Todos y
todas somos dueños y dueñas de nuestros cuerpos y podemos hacer con ellos lo
que nos plazca, siempre y cuando con ello no dañemos a nadie, por supuesto. Y
este derecho no es privativo de cierta clase social, de cierto grado de
instrucción, género ni raza; e incluye por ello mismo a los sacerdotes. La
reflexión viene a cuento porque en los últimos días hemos asistido a la crucifixión pública del cura franciscano
Roberto Cartagena por haber sido sorprendido saliendo de un hostal acompañado
de una señorita. El hecho ha merecido primeras planas en periódicos locales que
creen que con eso hacen periodismo de investigación, y rebote de la información
en los medios de comunicación nacionales, tanto los chicha como aquellos que se
suelen llamar: serios.
Si en la
religión católica es un grave pecado que un sacerdote falte a su voto de
castidad, pues ese es problema de la conciencia de Roberto Cartagena y de nadie
más. Si la Iglesia lo considera una falta grave y dispone sanciones en
consecuencia, pues seguramente las aplicará. Pero convertir la relación amorosa
que el mencionado cura parece tener con alguien que no es una muchachita sino
una mujer hecha y derecha, en un escándalo de magnitudes bíblicas y transformarlo
en un tema de interés nacional no solo nos parece desproporcionado, sino
síntoma de hipocresía, doble moral, mojigatería, chismografía; y lo que es
peor, de una actitud inquisidora medieval.
La religión
y sus preceptos es un asunto confesional, es decir, privado, de cada quien.
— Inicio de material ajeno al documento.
PR #11257, opened 2026-04-28
fix: fix incorrect formatted write calculations

YashNagda17:
fix for flaky `format_14` failure

Previous behavior: This solution is for cases with both TR(Row) and TL(Column) in write statements,
for example, (TR5, TL3, A).
The issue is TR moves the cursor right, but it doesn't write spaces into buffer yet.
So buffer might be empty. Previous logic used buffer contents to find the column value,
which can lead to reading incorrect/ garbage values, and wrong calculations of TL.
This made the formatting incorrect in the target variable.

So, instead of buffer, use current cursor value & use only the part
of the buffer which is already written to calculate the starting value for TL.
So, adding a guardrail check for the calculation of
starting position for TL parameter correctly.


YashNagda17:
#11250 solves this issue. So closing this PR

certik:
I think this commit https://github.com/lfortran/lfortran/commit/fe02f1125cdca9a93df3402d50dea3650e96d8ad fixed it.

PR #11281, opened 2026-04-30
runtime: use minimal widths for list-directed output

certik:
LFortran's runtime print_into_string previously padded list-directed `print *, …` / `write(*,*) …` numeric output to fixed Gw.d-style field widths (`%11d` for INTEGER(4), width 25 for REAL(8), etc.). This produced leading whitespace by default, even with `--print-leading-space` disabled.

The `--print-leading-space` flag is meant to be the only mechanism that introduces an explicit leading space character; it is already correctly gated at the semantics layer and is auto-enabled by `-std=f23` and `-std=legacy`.

Switch the runtime list-directed path to minimal widths: no field padding, no leading whitespace. Items continue to be separated by a single space (default_formatting unchanged). Formatted (Iw.d, Fw.d, Gw.d, …) output is unaffected.

Adds integration test print_15 pinning the new behavior. Updates reference outputs that encoded the old widths.


certik:
@HarshitaKalani let me know if this looks good. I think it looks better without the space and it's only used for `print *` and `write(*,*)`, the formatted output stays as before.

HarshitaKalani:
Sure, it looks great

PR #11284, opened 2026-04-30
bind(c) character in struct fixes

certik:


integration_tests/bindc_inline_char_01.f90
```diff
@@ -0,0 +1,52 @@
...
+program bindc_inline_char_01
+  use iso_c_binding, only: c_ptr, c_loc, c_size_t
+  implicit none
+
+  type :: object_t
+    sequence
+    integer :: i
+    character(len=5) :: actor
+    integer :: j
+  end type
```
bonachea, line 13: The comment doesn't match what the test is doing, object_t is not `bind(c)`

integration_tests/bindc_inline_char_02.f90
```diff
@@ -0,0 +1,52 @@
...
+! Companion to bindc_inline_char_01 (which uses SEQUENCE).
+program bindc_inline_char_02
+  use iso_c_binding, only: c_ptr, c_loc, c_size_t
+  implicit none
+
+  type, bind(c) :: object_t
+    integer :: i
+    character(len=5) :: actor
+    integer :: j
+  end type
```
bonachea, line 13: `bind(c)` prohibits character members with len > 1

> 18.3.1 Interoperability of intrinsic types
> ... If the type is character, the length type parameter is interoperable if and only if its value is one.

bonachea: Also, the kinds need to be `c_char` and `c_int` to be guaranteed interoperability and hence be valid for `bind(c)`

bonachea (changes requested):
I've just started looking at this PR, but already see some concerning changes.

I apologize if my issue sent you off in the wrong direction..

integration_tests/bindc_inline_char_02.f90
bonachea: Accepting this program as written would be an extension to the standard, so it should probably issue a portability warning because I believe other compilers will reject it.

integration_tests/bindc_inline_char_01.f90
bonachea:
```suggestion
! Verify that sequence derived types with character(len>1) members are
! laid out inline (matching the C ABI), so c_loc + memcpy works
! correctly and storage_size reports the full inline byte count.
program bindc_inline_char_01
  use iso_c_binding, only: c_ptr, c_loc, c_size_t
  implicit none

  type :: object_t
    sequence
    integer :: i
    character(len=5) :: actor
    integer :: j
  end type
```

integration_tests/bindc_inline_char_02.f90
bonachea: Confirmed, gfortran rejects the type as written:
```
$ gfortran bindc_inline_char_02.f90
bindc_inline_char_02.f90:11:29:

   11 |     character(len=5) :: actor
Error: Component 'actor' of BIND(C) type at (1) must have length one
```

flang allows it (and passes the test as written), but warns in `-pedantic` mode:
```
$  flang -pedantic bindc_inline_char_02.f90
./bindc_inline_char_02.f90:11:25: portability: A CHARACTER component of an interoperable type should have length 1 [-Wbind-c-char-length]
      character(len=5) :: actor
                          ^^^^^
```

bonachea:
@certik as discussed in our meeting today, this PR should probably be split into the fixes needed for standards conforming implementation of `sequence`, and (optionally) a second PR to add extensions for `bind(c)` derived types.

bonachea:
This PR was superseded by https://github.com/lfortran/lfortran/pull/12161 and https://github.com/lfortran/lfortran/pull/12162

PR #11285, opened 2026-04-30
fix: internal list-directed read for arrays 

### LINKED ISSUE #11261: Reading into an array of double is not supported
Get `Reading into an array of double is not supported` with Godbolt LFortran 0.59.0 for

```fortran
module xread_vec_real_section_mod
implicit none
contains

subroutine read_vec_real(text, xx, nread)
character(len=*), intent(in) :: text
real(kind=dp), intent(out), optional, allocatable :: xx(:)
integer, intent(out), optional :: nread
real(kind=dp), allocatable :: xread(:)
integer :: i, ierr, nread_, max_read_

max_read_ = 4
allocate(xread(max_read_))
nread_ = 0
do i = max_read_, 1, -1
   read(text, *, iostat=ierr) xread(:i)
   if (ierr == 0) then
      nread_ = i
      exit
   end if
end do
if (present(nread)) nread = nread_
if (present(xx)) then
   allocate(xx(nread_))
   xx = xread(:nread_)
end if
deallocate(xread)
end subroutine read_vec_real

end module xread_vec_real_section_mod

program xread_vec_real_section
use xread_vec_real_section_mod, only: read_vec_real, dp
implicit none
real(kind=dp), allocatable :: x(:)
integer :: nread

call read_vec_real("1.5 2.5 3.5", x, nread)
print *, nread
print *, x
end program xread_vec_real_section
```

Jatinagarwal24:
Bug: internal list-directed reads into numeric arrays consumed the entire input string at once, so reads past the available values did not set iostat and left extra elements (e.g., a trailing zero), unlike GFortran.
Fix: route numeric array internal reads through the element-wise string reader with proper descriptor-to-data handling so [iostat] is raised at end-of-record and the read count is correct.
fixes #11261

### DIFF
--- a/src/libasr/codegen/asr_to_llvm.cpp
+++ b/src/libasr/codegen/asr_to_llvm.cpp
@@ -17630,7 +17630,8 @@ public:
                             }
                             llvm::Value* data_ptr = arr_data;
                             if (data_ptr->getType()->isPointerTy() &&
-                                data_ptr->getType()->getPointerElementType()->isStructTy()) {
+                                llvm::cast<llvm::PointerType>(data_ptr->getType())
+                                    ->getElementType()->isStructTy()) {
                                 llvm::Type* arr_type = llvm_utils->get_type_from_ttype_t_util(
                                     x.m_values[i],
                                     ASRUtils::type_get_past_allocatable_pointer(type),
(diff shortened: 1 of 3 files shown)


src/libasr/codegen/asr_to_llvm.cpp
```diff
@@ -17610,7 +17610,46 @@ class ASRToLLVMVisitor : public ASR::BaseVisitor<ASRToLLVMVisitor>
...
+                                    x.m_values[i],
+                                    ASRUtils::type_get_past_allocatable_pointer(type),
+                                    module.get());
+                                data_ptr = builder->CreateGEP(arr_type, data_ptr,
+                                    { llvm::ConstantInt::get(llvm::Type::getInt32Ty(context), 0),
+                                      llvm::ConstantInt::get(llvm::Type::getInt32Ty(context), 0) });
+                            }
+                            emit_string_read_loop(elem_type, llvm_elem_type,
+                                data_ptr, array_size, str_src_data, str_src_len,
+                                iostat, str_offset, x.m_values[i]);
```
certik, line 17652: Can you explain what this code is doing? It seems complex.

certik:
Isn't this a better fix: https://github.com/lfortran/lfortran/pull/11291 ?

The test is a lot simpler at least.

Jatinagarwal24:
> Isn't this a better fix: #11291 ?
> 
> The test is a lot simpler at least.

Yes i think #11291 is a better fix.

PR #11294, opened 2026-05-01
  fix: handle scalar struct pointer target with class assumed-rank value in visit_Associate

HarshitaKalani:
towards: https://github.com/lfortran/lfortran/issues/11292


certik (approved):
Needs rebase

PR #11304, opened 2026-05-02
fix: remove files opened with `STATUS=scratch` on normal program termination

### LINKED ISSUE #11299: Scratch files not deleted during normal program termination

Convertir los supuestos pecados, o para usar el término que ha sido la delicia
de la prensa que ya hubiera querido tener Torquemada en su época: la tentación
de la carne, en un asunto de debate público con ánimos de castigar, es la
comprobación de lo que ya advertía Humberto Eco a principios de siglo en su
libro “A paso de cangrejo”: estamos rumbo a la Edad Media.
Y eso es
peligroso en muchos sentidos. Denota dogmatismo y por ello mismo la incapacidad
de entender a quien piensa y siente diferente a nosotros; mesianismo, todos
creen que Dios les da instrucciones, lo que en la práctica convierte en aliado
del demonio a quien no encaje en su plan divino; fundamentalismo, si no estás
conmigo estás contra mí; la “civilización” y adoctrinamiento por medio de la
violencia como un acto de amor.
Y otra cosa
más que en nuestro país es un asunto crítico, la pérdida de la concepción laica
del Estado, lo que implica que la religión en general y la Iglesia en
particular, se irrogan el derecho de sancionar qué leyes deben ser aprobadas y
cuáles rechazadas; y de allí a convertir en delitos lo que ha sido sancionado
como pecados solo queda un paso. Hay recientes y escalofriantes ejemplos en
África y Rusia; y el exitoso boicot al protocolo para el aborto terapéutico que
se dio en nuestra ciudad por parte de la Iglesia, sería un ejemplo local; así
como nacional sería la risible sentencia del Tribunal Constitucional sobre la
píldora del día siguiente. Ambos hechos relacionados a los derechos sobre
nuestro cuerpo.
Que Roberto
Cartagena vaya a hoteles o no, es un asunto de Roberto Cartagena, pero que el
hecho alcance las dimensiones que ha alcanzado es un asunto político y por ello
de interés de todos. En mi opinión, ceder al amor es un pecado infinitamente
menor a considerar a los derechos humanos como una cojudez. Pero yo no soy
nadie para opinar en temas religiosos, por lo que solo me queda decir que el
que esté libre de culpa, lance la primera piedra.